START Data to process

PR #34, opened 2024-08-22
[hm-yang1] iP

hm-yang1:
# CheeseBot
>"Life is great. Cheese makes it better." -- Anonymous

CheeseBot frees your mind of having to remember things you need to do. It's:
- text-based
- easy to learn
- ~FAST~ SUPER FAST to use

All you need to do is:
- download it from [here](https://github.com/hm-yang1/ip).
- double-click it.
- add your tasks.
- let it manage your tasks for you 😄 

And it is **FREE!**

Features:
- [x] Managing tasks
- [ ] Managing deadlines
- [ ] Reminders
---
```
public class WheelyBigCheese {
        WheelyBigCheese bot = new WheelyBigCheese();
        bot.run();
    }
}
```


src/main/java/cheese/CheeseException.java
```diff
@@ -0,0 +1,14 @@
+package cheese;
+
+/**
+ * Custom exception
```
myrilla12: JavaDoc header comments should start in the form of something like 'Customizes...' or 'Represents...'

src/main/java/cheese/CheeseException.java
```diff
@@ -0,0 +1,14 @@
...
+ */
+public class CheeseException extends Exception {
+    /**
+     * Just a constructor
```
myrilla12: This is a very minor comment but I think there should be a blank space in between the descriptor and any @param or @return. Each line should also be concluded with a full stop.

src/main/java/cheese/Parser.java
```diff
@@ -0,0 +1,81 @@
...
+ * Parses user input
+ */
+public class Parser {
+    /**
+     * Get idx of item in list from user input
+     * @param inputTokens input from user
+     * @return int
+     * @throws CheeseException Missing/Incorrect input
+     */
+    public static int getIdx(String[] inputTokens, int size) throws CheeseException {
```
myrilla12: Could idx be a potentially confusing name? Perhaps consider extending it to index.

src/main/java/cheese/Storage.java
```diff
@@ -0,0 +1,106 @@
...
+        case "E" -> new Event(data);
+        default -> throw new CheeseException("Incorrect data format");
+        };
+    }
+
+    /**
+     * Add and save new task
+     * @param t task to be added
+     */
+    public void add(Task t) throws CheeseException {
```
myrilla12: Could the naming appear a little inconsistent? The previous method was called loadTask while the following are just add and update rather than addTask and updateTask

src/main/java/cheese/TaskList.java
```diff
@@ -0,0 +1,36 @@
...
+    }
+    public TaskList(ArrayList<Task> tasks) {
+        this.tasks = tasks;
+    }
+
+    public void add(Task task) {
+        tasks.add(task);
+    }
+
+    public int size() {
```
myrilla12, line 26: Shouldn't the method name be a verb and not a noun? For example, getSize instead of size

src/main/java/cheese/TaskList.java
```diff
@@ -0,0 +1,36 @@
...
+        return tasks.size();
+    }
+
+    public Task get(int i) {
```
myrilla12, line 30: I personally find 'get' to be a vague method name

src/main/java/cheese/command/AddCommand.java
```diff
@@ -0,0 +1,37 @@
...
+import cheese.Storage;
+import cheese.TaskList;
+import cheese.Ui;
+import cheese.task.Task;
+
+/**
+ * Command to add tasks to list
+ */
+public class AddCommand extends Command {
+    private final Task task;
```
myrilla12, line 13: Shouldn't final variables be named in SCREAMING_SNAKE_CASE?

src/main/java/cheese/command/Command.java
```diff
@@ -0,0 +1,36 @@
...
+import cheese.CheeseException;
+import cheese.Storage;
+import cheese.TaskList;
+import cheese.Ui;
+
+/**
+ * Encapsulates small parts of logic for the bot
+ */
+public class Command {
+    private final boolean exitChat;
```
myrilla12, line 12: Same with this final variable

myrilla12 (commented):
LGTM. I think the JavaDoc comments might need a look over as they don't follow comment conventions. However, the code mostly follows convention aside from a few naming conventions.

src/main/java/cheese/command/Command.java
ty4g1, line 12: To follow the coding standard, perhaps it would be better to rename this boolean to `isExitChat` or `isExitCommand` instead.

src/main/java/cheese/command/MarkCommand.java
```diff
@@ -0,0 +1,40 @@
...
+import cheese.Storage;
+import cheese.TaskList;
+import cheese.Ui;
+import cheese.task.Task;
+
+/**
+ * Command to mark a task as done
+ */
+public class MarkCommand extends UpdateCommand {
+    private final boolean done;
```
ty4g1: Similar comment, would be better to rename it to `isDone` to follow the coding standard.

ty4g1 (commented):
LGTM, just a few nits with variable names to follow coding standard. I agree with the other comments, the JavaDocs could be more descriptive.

END Data to process

- **Task to complete**:
For this exercise, write all the records out again exactly.

- **Worked solution**:
PR #34, opened 2024-08-22
[hm-yang1] iP

hm-yang1:
# CheeseBot
>"Life is great. Cheese makes it better." -- Anonymous

CheeseBot frees your mind of having to remember things you need to do. It's:
- text-based
- easy to learn
- ~FAST~ SUPER FAST to use

All you need to do is:
- download it from [here](https://github.com/hm-yang1/ip).
- double-click it.
- add your tasks.
- let it manage your tasks for you 😄 

And it is **FREE!**

Features:
- [x] Managing tasks
- [ ] Managing deadlines
- [ ] Reminders
---
```
public class WheelyBigCheese {
        WheelyBigCheese bot = new WheelyBigCheese();
        bot.run();
    }
}
```


src/main/java/cheese/CheeseException.java
```diff
@@ -0,0 +1,14 @@
+package cheese;
+
+/**
+ * Custom exception
```
myrilla12: JavaDoc header comments should start in the form of something like 'Customizes...' or 'Represents...'

src/main/java/cheese/CheeseException.java
```diff
@@ -0,0 +1,14 @@
...
+ */
+public class CheeseException extends Exception {
+    /**
+     * Just a constructor
```
myrilla12: This is a very minor comment but I think there should be a blank space in between the descriptor and any @param or @return. Each line should also be concluded with a full stop.

src/main/java/cheese/Parser.java
```diff
@@ -0,0 +1,81 @@
...
+ * Parses user input
+ */
+public class Parser {
+    /**
+     * Get idx of item in list from user input
+     * @param inputTokens input from user
+     * @return int
+     * @throws CheeseException Missing/Incorrect input
+     */
+    public static int getIdx(String[] inputTokens, int size) throws CheeseException {
```
myrilla12: Could idx be a potentially confusing name? Perhaps consider extending it to index.

src/main/java/cheese/Storage.java
```diff
@@ -0,0 +1,106 @@
...
+        case "E" -> new Event(data);
+        default -> throw new CheeseException("Incorrect data format");
+        };
+    }
+
+    /**
+     * Add and save new task
+     * @param t task to be added
+     */
+    public void add(Task t) throws CheeseException {
```
myrilla12: Could the naming appear a little inconsistent? The previous method was called loadTask while the following are just add and update rather than addTask and updateTask

src/main/java/cheese/TaskList.java
```diff
@@ -0,0 +1,36 @@
...
+    }
+    public TaskList(ArrayList<Task> tasks) {
+        this.tasks = tasks;
+    }
+
+    public void add(Task task) {
+        tasks.add(task);
+    }
+
+    public int size() {
```
myrilla12, line 26: Shouldn't the method name be a verb and not a noun? For example, getSize instead of size

src/main/java/cheese/TaskList.java
```diff
@@ -0,0 +1,36 @@
...
+        return tasks.size();
+    }
+
+    public Task get(int i) {
```
myrilla12, line 30: I personally find 'get' to be a vague method name

src/main/java/cheese/command/AddCommand.java
```diff
@@ -0,0 +1,37 @@
...
+import cheese.Storage;
+import cheese.TaskList;
+import cheese.Ui;
+import cheese.task.Task;
+
+/**
+ * Command to add tasks to list
+ */
+public class AddCommand extends Command {
+    private final Task task;
```
myrilla12, line 13: Shouldn't final variables be named in SCREAMING_SNAKE_CASE?

src/main/java/cheese/command/Command.java
```diff
@@ -0,0 +1,36 @@
...
+import cheese.CheeseException;
+import cheese.Storage;
+import cheese.TaskList;
+import cheese.Ui;
+
+/**
+ * Encapsulates small parts of logic for the bot
+ */
+public class Command {
+    private final boolean exitChat;
```
myrilla12, line 12: Same with this final variable

myrilla12 (commented):
LGTM. I think the JavaDoc comments might need a look over as they don't follow comment conventions. However, the code mostly follows convention aside from a few naming conventions.

src/main/java/cheese/command/Command.java
ty4g1, line 12: To follow the coding standard, perhaps it would be better to rename this boolean to `isExitChat` or `isExitCommand` instead.

src/main/java/cheese/command/MarkCommand.java
```diff
@@ -0,0 +1,40 @@
...
+import cheese.Storage;
+import cheese.TaskList;
+import cheese.Ui;
+import cheese.task.Task;
+
+/**
+ * Command to mark a task as done
+ */
+public class MarkCommand extends UpdateCommand {
+    private final boolean done;
```
ty4g1: Similar comment, would be better to rename it to `isDone` to follow the coding standard.

ty4g1 (commented):
LGTM, just a few nits with variable names to follow coding standard. I agree with the other comments, the JavaDocs could be more descriptive.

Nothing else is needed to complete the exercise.